_WHAT YOU NEED TO DO_.
Please filter the entries and return only the lines that include "stop".

_GIVEN RECORDS_.
——————
Issue #4488, opened 2024-09-26
loadgen: add a new mode to stop an existing run


marta-lokhova:
This would be helpful in simulations where we generate load from multiple nodes, and need to restart load generation with a different tx rate.

PR #4579, opened 2024-12-17
Add loadgen "stop" mode

marta-lokhova:
Resolves https://github.com/stellar/stellar-core/issues/4488

This should help speed up max TPS runs

### DIFF
--- a/src/simulation/test/LoadGeneratorTests.cpp
+++ b/src/simulation/test/LoadGeneratorTests.cpp
@@ -124,6 +124,26 @@ TEST_CASE("generate load with unique accounts", "[loadgen]")
             },
             10 * Herder::EXP_LEDGER_TIMESPAN_SECONDS, false);
     }
+    SECTION("stop loadgen")
+    {
+        loadGen.generateLoad(GeneratedLoadConfig::createAccountsLoad(
+            /* nAccounts */ 10000,
+            /* txRate */ 1));
+        simulation->crankForAtLeast(std::chrono::seconds(10), false);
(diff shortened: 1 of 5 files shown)


src/simulation/test/LoadGeneratorTests.cpp
```diff
@@ -124,6 +124,26 @@ TEST_CASE("generate load with unique accounts", "[loadgen]")
...
     }
+    SECTION("stop loadgen")
+    {
+        loadGen.generateLoad(GeneratedLoadConfig::createAccountsLoad(
+            /* nAccounts */ 10000,
+            /* txRate */ 1));
+        simulation->crankForAtLeast(std::chrono::seconds(10), false);
+        auto& acc = app.getMetrics().NewMeter({"loadgen", "account", "created"},
+                                              "account");
+        auto numAccounts = acc.count();
```
SirTyson, line 135: Nit: Check that completed loadgen runs == 0 here to make sure we didn't just complete the accounts load before running stop.

SirTyson (approved):
Small test nit but LGTM

src/simulation/test/LoadGeneratorTests.cpp
SirTyson: Also is 10 seconds of wall clock a little excessive here?

marta-lokhova: >Nit: Check that completed loadgen runs == 0 here to make sure we didn't just complete the accounts load before running stop.

isn't it what the line below does? it goes from 0->1 on failed runs. 

> Also is 10 seconds of wall clock a little excessive here?
this is loopback mode, so not real time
——————
_TASK RESPONSE_.
loadgen: add a new mode to stop an existing run
Add loadgen "stop" mode
+    SECTION("stop loadgen")
+    SECTION("stop loadgen")
SirTyson, line 135: Nit: Check that completed loadgen runs == 0 here to make sure we didn't just complete the accounts load before running stop.
marta-lokhova: >Nit: Check that completed loadgen runs == 0 here to make sure we didn't just complete the accounts load before running stop.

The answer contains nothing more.